**What the task requires**
Whenever a line of the entries below holds the string "previous", copy that line and return it.
*** Record set ***
PR #6139, opened 2026-08-12
Fix(subscriptions): started_at for subscription_at in the past

annvelents:
## Context

We have a case where an organization handles subscriptions upgrades-downgrades manually. 
So they terminate a subscription and then create a new one with the same external_id;
depending on their internal logic, they send the same subscription_at as the previous subscirption, or subscription_at is now

however, there is already an invoice from the previous subscription for the existing billing period, so even though the subscription has subscription_at in the past, the past usage should not be shared (started_at) should be now - this can happen if sub_1 is terminated but not yet billed, sub_2 is already created and billing job picks it up

Also, having this change prevents us from double billing, if an organization already had an invoice for this customer and this external_id, having repeated started_at will result in double billing

## Description

Added a condition that checks if there is another terminated subscription with the same external_id with matching dates, if there is - started_at is previous subscription's terminated_at

### DIFF
--- a/app/services/subscriptions/create_service.rb
+++ b/app/services/subscriptions/create_service.rb
@@ -203,24 +203,21 @@ module Subscriptions
     end
 
     # NOTE: Backdating normally means "this subscription really started then, bill it from then".
-    #       But when a previous subscription on the same external_id was terminated after that date,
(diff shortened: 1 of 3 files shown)


ancorcruz (approved):
🚀 LGTM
*** End of Record set ***
**Output**
depending on their internal logic, they send the same subscription_at as the previous subscirption, or subscription_at is now
however, there is already an invoice from the previous subscription for the existing billing period, so even though the subscription has subscription_at in the past, the past usage should not be shared (started_at) should be now - this can happen if sub_1 is terminated but not yet billed, sub_2 is already created and billing job picks it up
Added a condition that checks if there is another terminated subscription with the same external_id with matching dates, if there is - started_at is previous subscription's terminated_at
-    #       But when a previous subscription on the same external_id was terminated after that date,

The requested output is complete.